8. Mastodon - Leviathan
One of the most mind-blowing albums in the past ten years, much less metal's history. It's nearly too much to consume on the first couple go-rounds, that's how intricate Mastodon is. Detailed to excellence and heavier than your senior aunt's bra, there's not enough accolades one can heap upon Leviathan.
7. Metallica - Master of Puppets
This is an album I literally ran from my bedroom and up the train tracks to the music store to buy after borrowing it from a friend. I was that devasted by Master the first time I heard it. It rightly deserves a high mark on anyone's list, but nowadays, it carries an air of melancholy. I remember when Cliff Burton was killed just as Master was gaining steam in the metal community. And unfortunately, I just cannot stomach hearing any of these songs on "Mandatory Metallica" segments on FM radio because it's just too damned hypocritical.
6. Judas Priest - British Steel
Even non-metal fans love "Breaking the Law" and that's scary, but it's also testament to what a great freaking band Judas Priest is and how revered British Steel as an album is. We'll miss you, guys, the past decade-plus has been controversial, but thanks for British Steel and all the amazing works that stand proud in the name of metal.
5. Guns N' Roses - Appetite for Destruction
It's fashionable for everyone ranking as a critic to a beer-drinking, living for the weekender to cite Appetite for Destruction as a world class album. Well, yeah, it is. I've reached the point where I could go without ever hearing "Welcome to the Jungle," "Paradise City" and "Sweet Child 'O Mine" on the goddamn radio again, but I could never live without having access to "My Michelle," "Think About You" and "Nightrain."
4. Black Sabbath - s/t
When everyone claims Black Sabbath to be the original heavy metal band, this is the album, not necessarily Paranoid (as great as the latter is) which backs all of it up. Black Sabbath still stands as one of the most confrontational albums the world's ever known. Diabolical in sound, yet carrying an urgency to call out social injustice, Black Sabbath were bigger hippies than most ever acknowledged them to be. Think about that, you hippie bashers.

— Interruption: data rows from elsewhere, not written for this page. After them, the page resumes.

PR #595, opened 2018-01-23
Deep link to docs articles

sergioc:
Currently the "Learn more" button in the [monitoring empty state](https://user-images.githubusercontent.com/493451/35278600-dcf7ea02-004a-11e8-9535-b9096b967664.png) links to a list of search results:

image

This experience is just not worth it for the sake of fearing that the link may break (if that ever happens). @Particular/docs-maintainers already indicated there's no issue in deep linking to docs from SP.

The link from the Queue Length experimental indicator should similarly also deep link straight to the relevant portion of the article that covers the subject.


sergioc:
> Are we 100% certain we will never move that documentation ever?

We're not 100% sure, but again, the risk of breaking is not worth the poor experience provided by search results. If we detect a broken link, we can set up redirects. And we can also check links on a regular basis to ensure they don't break.

tmasternak:
Can we automate doco links checking? Maybe we can have a test that would validate them during build?

WilliamBZA:
If the docs maintainers are ok with direct links, and the Launchwave squad is ok with direct links, then I am ok. I am in no way going to pull a veto.

This needs a rebase before merging though.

3. Iron Maiden - Number of the Beast
This album is so much more about "Run to the Hills," the song which everyone will remember Iron Maiden for. So much more. Number of the Beast is one of the first genuine metal masterpieces boasting an improbable switch-up in vocals that surpassed anyone's expectations. Even the lesser-cited songs like "Gangland" and "Invaders" are sheer brilliance. In much shorter time than Iron Maiden's later albums, they carry their listeners on a metal odyssey very few can match.
2. Iron Maiden - Powerslave
This is my personal favorite heavy metal album of all-time. Everything preceding Powerslave are supreme classics, yet I have never felt anything for a metal album in quite the same manner as I do Powerslave. "2 Minutes to Midnight" and "Aces High" are a pair of Maiden's most-respected individual songs, yet I feel literally carried aloft by "Losfer Words (Big 'Orra)," "The Duellists," "Flash of the Blade," "Back in the Village" and of course, the titanic "Rime of the Ancient Mariner." Creatively-speaking, this is Iron Maiden's most adventurous and escapist record, and not a single lick is out of whack. Powerslave and the final selection on this list are, in my opinion, the most perfect albums of the genre.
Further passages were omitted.